During an interview on 11/6/2024 at 3:00 PM, the Medical-Surgical Manager (Med-Surg Manager) was asked if the hospital provided the training that RN #1 had requested. The Med-Surg Manager stated, "...No...they [staff] have access to the training...we prefer them to do it during the work hours...he has access to the training when needed..." The Med-Surg Manager was asked what the hospital did to protect the patient during the investigation and was RN #1's assignment changed. The Med-Surg Manager stated, "...I have to look at the patients' records...I know we reassign in different situations..." The Med-Surg Manager was asked if an occurrence report was completed and the physician notified. The Med-Surg Manager confirmed there was no occurrence report completed and no documentation the physician was notified of the incident. The Med-Surg Manager was asked if Patient #10 was assessed during and after the incident with RN #1. The Med-Surg Manager confirmed she did go and see the patient but have no documentation the patient was assessed or examined. The Med-Surg Manager asked if the allegation of abuse was reported to the state. The Med-Surg Manager stated, "...No, I reported it to my chain of command and CNO [Chief Nursing Officer]. The Med-Surg Manager was asked if she felt she did a thorough investigation of the allegation of abuse. The Med-Surg Manager stated, "...Yes ma'am...I can see there are things...that could be improved upon with my investigation..."

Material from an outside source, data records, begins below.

PR #444, opened 2018-09-26
postgresql.conf handling improvements

vpodzime:
A few improvements for installing, upgrading and patching the *postgresql.conf* file. See individual commit messages for details.


nickanderson:
LGTM

vpodzime:
I want to give this a few more rounds of testing, but I believe it is ready for a (re-)review.

packaging/common/cfengine-hub/postinstall.sh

The hospital failed to ensure Patient #10's rights were protected during the investigation, failed to initiate, and completed an occurrence report, and failed to ensure Administration fully investigated the alleged allegation of abuse identified by direct care staff on 8/5/2024. The hospital was unable to provide documentation the patient was immediately assessed for evidence of abuse, the physician was notified, and that follow-up care was provided. The hospital failed to provide training to RN #1 post incident that accrued on 8/5/2024.